Are they for sale yet through the website?

Can you copy any text about them?



HOOSIER55 said:


> went to copy a pic here for you but photobucket is blocked here at work


----------



## HOOSIER55 (Aug 31, 2011)

Trophy Taker’s new Edge broadhead is packed full of features that expandable broadhead fans will love. First and foremost, the head truly offers field tip accuracy due to the extremely low flight profile. Upon impact, razor sharp rear deploying blades create devastating full size entrance holes with maximum penetration.

Patent pending blade design engages both blades together at full cutting diameter while allowing the blades to pivot around heavy bone.
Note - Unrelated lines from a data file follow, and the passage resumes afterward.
PR #572, opened 2026-02-17
Update INSTALL instructions for libpopt dependency

akarle:
As discussed in #571, the INSTALL script was slightly out of date. This PR also cherry picks the .gitignore change to have distccmon-gnome.

I was able to do a successful build with these new dependencies in an ubuntu:latest docker container, so I have reasonably high conviction we aren't missing any others.

Thanks @hippyau for flagging these!

### DIFF
--- a/.gitignore
+++ b/.gitignore
@@ -7,6 +7,7 @@
 distcc
 distccd
 distccmon-text
+distccmon-gnome
 lsdistcc
 pump
 update-distcc-symlinks
--- a/INSTALL
+++ b/INSTALL
@@ -14,7 +14,7 @@ QUICK SUMMARY
 
 0. Install prerequisites.  For example, on Debian or Ubuntu, you could use
 
-      sudo apt-get install gcc make python3 python3-dev python3-setuptools autoconf
+      sudo apt-get install gcc make python3 python3-dev python3-setuptools autoconf pkg-config libpopt-dev
 
 1. Build and install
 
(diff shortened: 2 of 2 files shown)


Ryanf55 (approved):
Good improvement, I ran into this on a headless install on Ubuntu 22.

Otherwise, you hit the following:
```
checking for pkg-config... no
checking for POPT... configure: error: in `/home/distcc/distcc':
configure: error: The pkg-config script could not be found or is too old.  Make sure it
is in your PATH or set the PKG_CONFIG environment variable to the full
path to pkg-config.

Alternatively, you may set the environment variables POPT_CFLAGS
and POPT_LIBS to avoid the need to call pkg-config.
See the pkg-config man page for more details.

To get pkg-config, see <http://www.freedesktop.org/software/pkgconfig>.
See `config.log' for more details

```

```
checking for POPT... configure: error: Package requirements (popt >= 1.7) were not met:

No package 'popt' found

Consider adjusting the PKG_CONFIG_PATH environment variable if you
installed software in a non-standard prefix.

Alternatively, you may set the environment variables POPT_CFLAGS
and POPT_LIBS to avoid the need to call pkg-config.
See the pkg-config man page for more details.

```

Contrary to the install script, popt is not optional (unless there is a way to disable support for it).

akarle:
thanks for the nudge on this @Ryanf55 ; I don't have permission to merge without another review (since I was the last pusher). @sourcefrog, if you have a chance, could you approve to increase discoverability of the dependency?

sourcefrog (approved):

Other features that round out this head include a bone splitting stainless steel tip, 1.5” cutting diameter, and a blade retention system that prevents accidental blade deployment in flight and in your quiver!
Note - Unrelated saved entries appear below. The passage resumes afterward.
PR #577, opened 2026-03-04
Strip -x flag when compiling preprocessed files remotely

gorogaron:
Fixes debug info bug with CMake CMP0119 (CMake 3.20+)

When CMake policy CMP0119 is enabled, CMake adds the -x flag to explicitly specify the source language (e.g., -x c++). When distcc preprocesses locally and sends .ii files to remote servers with the -x flag present, GCC ignores line directives in the preprocessed file and records the temporary filename (e.g., /tmp/distccd_XXXXX.ii) in DWARF debug info instead of the original source path.

This breaks debugger source resolution, as the debug info points to non-existent temporary files rather than the actual source files.

Solution:
Strip the -x flag (both "-x <lang>" and "-x<lang>" formats) in dcc_strip_local_args() when sending preprocessed files to remote servers. The file extension (.ii, .mi, .mii, etc.) is sufficient for GCC to identify the language, and without -x, GCC correctly honors line directives and preserves original source paths in debug info.

Changes:
- src/strip.c: Add -x to the list of flags stripped for remote compilation
- test/testdistcc.py: Add test cases for -x flag stripping

### DIFF
--- a/src/strip.c
+++ b/src/strip.c
@@ -57,6 +57,12 @@
  * passed directly to cpp.  When given to gcc they have different
  * meanings.
  *
+ * We also strip the -x flag, which specifies the source language.
+ * When compiling preprocessed files (.ii, .mi, etc.), the -x flag
+ * causes GCC to ignore line directives and record the temporary
+ * preprocessed filename in debug info instead of the original source.
+ * The file extension is sufficient for GCC to identify the language.
+ *
  * The value stored in '*out_argv' is malloc'd, but the arguments that
  * are pointed to by that array are aliased with the values pointed
  * to by 'from'.  The caller is responsible for calling free() on
@@ -94,7 +100,8 @@ int dcc_strip_local_args(char **from, char ***out_argv)
             || str_equal("-isystem", from[from_i])
             || str_equal("-iwithprefixbefore", from[from_i])
             || str_equal("-idirafter", from[from_i])
-            || str_equal("-Xpreprocessor", from[from_i])) {
+            || str_equal("-Xpreprocessor", from[from_i])
+            || str_equal("-x", from[from_i])) {
             /* skip next word, being option argument */
             if (from[from_i+1])
                 from_i++;
@@ -110,8 +117,9 @@ int dcc_strip_local_args(char **from, char ***out_argv)
                  || str_startswith("-MT", from[from_i])
                  || str_startswith("-MQ", from[from_i])
                  || str_startswith("-isystem", from[from_i])
-                 || str_startswith("-stdlib", from[from_i])) {
-            /* Something like "-DNDEBUG" or
+                 || str_startswith("-stdlib", from[from_i])
+                 || str_startswith("-x", from[from_i])) {
+            /* Something like "-DNDEBUG" or "-xc++" or
              * "-Wp,-MD,.deps/nsinstall.pp".  Just skip this word */
             ;
         }
--- a/test/testdistcc.py
+++ b/test/testdistcc.py
@@ -478,6 +478,14 @@ class StripArgs_Case(SimpleDistCC_Case):
                  # New options stripped in 0.11
                  ("cc -o nsinstall.o -c -DOSTYPE=\"Linux2.4\" -DOSARCH=\"Linux\" -DOJI -D_BSD_SOURCE -I../dist/include -I../dist/include -I/home/mbp/work/mozilla/mozilla-1.1/dist/include/nspr -I/usr/X11R6/include -fPIC -I/usr/X11R6/include -Wall -W -Wno-unused -Wpointer-arith -Wcast-align -pedantic -Wno-long-long -pthread -pipe -DDEBUG -D_DEBUG -DDEBUG_mbp -DTRACING -g -I/usr/X11R6/include -include ../config-defs.h -DMOZILLA_CLIENT -Wp,-MD,.deps/nsinstall.pp nsinstall.c",
                   "cc -o nsinstall.o -c -fPIC -Wall -W -Wno-unused -Wpointer-arith -Wcast-align -pedantic -Wno-long-long -pthread -pipe -g nsinstall.c"),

For those that still aren’t convinced, throw in the fact that the Edge broadhead can be locked in “practice” mode and shot into ordinary broadhead targets without damaging the blades or the target and you have a broadhead that truly offers it all!








Product Features
■True field tip accuracy due to extremely low flight profile
■Rear deploying blades for huge entrance holes and maximum penetration.
■Innovative blade engagement allows blades to pivot around heavy bone.
■Practice mode allows the Edge to be shot into standard broadhead targets without damaging blades or targets.
■Stainless steel tip.
■Reliable blade retention system prevents accidental blade deployment in flight and in the quiver.
■1.5 inch cutting diameter.


----------



## Painted Turtle (Oct 19, 2011)

Sounds sick-nasty! Are they for sale through the site yet?

(and thanks for posting all that for me man! props!)



HOOSIER55 said:


> Trophy Taker’s new Edge broadhead is packed full of features that expandable broadhead fans will love. First and foremost, the head truly offers field tip accuracy due to the extremely low flight profile. Upon impact, razor sharp rear deploying blades create devastating full size entrance holes with maximum penetration.
> 
> Patent pending blade design engages both blades together at full cutting diameter while allowing the blades to pivot around heavy bone. Other features that round out this head include a bone splitting stainless steel tip, 1.5” cutting diameter, and a blade retention system that prevents accidental blade deployment in flight and in your quiver!
> 
> ...


----------



## McHuntin420 (Feb 14, 2010)

Painted Turtle said:


> Sounds sick-nasty! Are they for sale through the site yet?
> 
> (and thanks for posting all that for me man! props!)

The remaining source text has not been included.